Stored data entries:
* * * *

PR #795, opened 2026-07-11
OPT-1079 Reconcile selected sources with disk on open

PORTALSURFER:
## Scope

- reconcile a source against disk every time it is selected, including already loaded sources
- keep the cached source tree visible while the background scan runs
- preserve valid folder selection and expansion state when the refreshed tree is published
- prevent duplicate reconciliation scans while a source scan is already active
- retain the current source tree when adding and selecting another source so it remains available as an immediate cache

## Definition of Done

- newly added and removed files appear after reopening a source without restarting Wavecrate
- source selection remains responsive by showing cached contents immediately
- repeated selection cannot queue duplicate work
- stale-result and existing scan ownership gates remain unchanged
- regression coverage exercises cached source switching and same-source disk reconciliation

## Validation commands

- `cargo test -p wavecrate reselecting_loaded_source_reconciles_disk_without_clearing_cached_tree -- --nocapture`
- `cargo test -p wavecrate selecting_loaded_cached_source_keeps_tree_visible_and_reconciles_in_background -- --nocapture`
- `cargo test -p wavecrate source_scan -- --nocapture` (17 passed; one pre-existing isolated failure in `scan_worker_flushes_discoveries_in_batches`, which observes file count 67 rather than its expected 66)

## Known limitations

- Manual GUI verification was not available in this environment.
- The unrelated source-scan worker count assertion remains failing and is not changed by this PR.


PORTALSURFER:
Addressed the latest review findings in c9629fd22: pending source placeholders are no longer parked as loaded cache trees, and cached source selection during another active scan now queues a deferred reconcile through the existing pending-refresh owner. Added focused regression tests; all-target check passes. The broader `source_scan` filter remains 19/20 with the pre-existing worker fixture count mismatch (67 vs 66). @codex review

PORTALSURFER:
Addressed all four latest selection/scan findings in 055d48f1f.

- Reselecting the source that already owns the active scan now preserves its visible tree and selection.
- Selecting a missing source during another scan marks it missing without adding a permanent pending-refresh loop.
- Uncached selections now return an explicit `Deferred` outcome, so the UI reports `scan_already_running` instead of `source_not_found`.
- Add Source now respects the workflow’s single active-scan owner; duplicate configured paths cannot launch a second worker or overwrite progress, and available existing sources can be deferred for reconcile.

Added workflow regressions for all four cases.

Validation:
- `cargo test -p wavecrate source_scan_workflow -- --quiet` (8 passed)
- cached-source background reconcile regression
- `git diff --check`

@codex review

PORTALSURFER:
Addressed the latest deferred-selection review findings in `386803d9f`.

- pending refreshes are now ordered, de-duplicated, and popped latest-first so the most recent user selection wins over older deferred clicks;
- selecting the active scan owner switches the visible browser back to that source without launching a duplicate scan;
- reselecting the already-visible loaded source preserves its live tree rather than replacing it with a placeholder;
- a deferred source that disappears before execution returns `IgnoredMissing` and is dropped instead of being requeued permanently;
- added focused regressions for switch-back, live-tree preservation, latest-first ordering, and missing-before-execution cleanup.

Validation:
- `cargo test -p wavecrate --bin wavecrate source_scan_workflow::tests -- --quiet` (10 passed)
- `git diff --check`

@codex review

PORTALSURFER:
Addressed the four latest review findings in 27415c54b:

- brand-new add-source choices are registered immediately and their scan is deferred while another scan owns the worker
- absent/removed queued sources are dropped instead of permanently requeueing
- partially discovered trees are parked and restored without treating a bare placeholder as cached content
- pending work now tracks selection and required-scan reasons separately, so clicking the active source cannot cancel an overflow/filesystem reconciliation

Added focused regression tests for all four cases.

Validation:
- `cargo test -p wavecrate --bin wavecrate source_scan_workflow::tests -- --quiet` (14 passed)
- `cargo test -p wavecrate --bin wavecrate source_scanning -- --quiet` (10 passed)

@codex review

PR #800, opened 2026-07-11
OPT-602: unify source DB mutations as typed write commands

PORTALSURFER:
## Scope

- introduce a public `SourceWriteCommand` model covering scan upserts, sample metadata, collection membership, path removal/remap, analysis identity remap, and metadata keys
- allow the same command to execute as a one-off `SourceDatabase` write or inside a caller-owned `SourceWriteBatch`
- route the existing direct convenience APIs through the typed command path for compatibility
- preserve the existing immediate transaction, revision bump, wav-path revision, WAL checkpoint, tag, and collection semantics
- split collection persistence, path mutations, and transaction commit ownership out of the oversized batch implementation
- add focused parity and revision-policy tests for direct and batched command execution

## Definition of Done

- [x] one-off and grouped writes share one typed mutation model
- [x] caller-owned transaction boundaries remain explicit through `SourceWriteBatch`
- [x] file-path-changing commands dirty the wav-path revision while metadata-only commands do not
- [x] WAL checkpoint and revision behavior is preserved
- [x] `batch.rs` is reduced from 419 lines to 287 lines and each extracted owner stays below the cleanup target
- [x] focused and package-wide source DB tests pass

## Validation commands

- `cargo test -p wavecrate-library typed_commands -- --quiet`
- `cargo test -p wavecrate-library metadata_commands_do_not_dirty_the_wav_path_revision -- --quiet`
- `cargo test -p wavecrate-library -- --quiet` (144 passed)
- `cargo test -p wavecrate --lib metadata_tag -- --nocapture` (filter currently matches 0 tests)
- `cargo check -p wavecrate --no-default-features`
- `git diff --check`

## Known limitations

- Existing named convenience methods remain as compatibility entrypoints, but their one-off implementations now delegate through `SourceWriteCommand`; callers can migrate incrementally without behavior churn.
- Raw SQLite connection migration remains separately scoped to OPT-603.

### DIFF
--- a/crates/wavecrate-library/src/sample_sources/db/mod.rs
+++ b/crates/wavecrate-library/src/sample_sources/db/mod.rs
@@ -36,6 +36,10 @@ pub use open_profiles::SourceDatabaseConnectionRole;
 pub use pending_renames::PendingRenameEntry;
 pub use types::{Rating, SampleCollection, SampleSoundType, SourceTag, SourceTagUsage, WavEntry};
 pub use util::normalize_relative_path;
+pub use write::{
+    SourceCollectionWrite, SourceContentHashWrite, SourceFileWrite, SourceTagWrite,
+    SourceWriteCommand,
+};
 
 /// Hidden filename used for per-source databases.
 pub const DB_FILE_NAME: &str = ".wavecrate.db";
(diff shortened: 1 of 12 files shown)


PORTALSURFER:
@codex review

PR #802, opened 2026-07-11
OPT-604: Make source DB hot reads schema-static

PORTALSURFER:
## Scope
- replace current-schema metadata collection and curation projections with static SQL
- retain targeted legacy-schema guards for read-only `last_curated_at` and collection lookups
- read and stage current-schema collection ownership through the canonical membership table
- use explicit current-schema SQL for writable pending-rename claims while projecting safe defaults for legacy read-only pending-rename lists
- keep legacy compatibility at writable migration/current-stamp repair boundaries and supported read-only metadata fallbacks

## Definition of Done
- current-schema collection reads treat membership rows as authoritative and ignore stale legacy-column values
- read-only legacy databases without `wav_files.last_curated_at` return `None` instead of a SQLite error
- read-only legacy databases without `wav_file_collections` project `wav_files.collection`, or an empty result when neither shape exists
- read-only legacy pending-rename rows hydrate missing optional metadata as `NULL`/`0` defaults
- writable pending-rename claim queries remain static and migration-backed
- old collection and pending-rename layouts are repaired by existing migrations
- sample metadata behavior remains covered by focused and full source-library tests

## Validation commands
- `cargo test -p wavecrate-library -- --quiet` (159 passed)
- `cargo test -p wavecrate-library legacy_read_only_pending_renames_project_optional_defaults -- --nocapture` (1 passed)
- `cargo test -p wavecrate-library collection_ -- --nocapture` (7 passed)
- `cargo test -p wavecrate-library legacy_read_only_ -- --nocapture` (4 passed)

## Known limitations
- None


PORTALSURFER:
@codex review

PORTALSURFER:
@codex review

* * * *

Required work: Of the entries above, repeat exactly the lines from the line with "- read and stage" through the line with "- current-schema collection", both of them included.

Solution to this exercise:
- read and stage current-schema collection ownership through the canonical membership table
- use explicit current-schema SQL for writable pending-rename claims while projecting safe defaults for legacy read-only pending-rename lists
- keep legacy compatibility at writable migration/current-stamp repair boundaries and supported read-only metadata fallbacks

## Definition of Done
- current-schema collection reads treat membership rows as authoritative and ignore stale legacy-column values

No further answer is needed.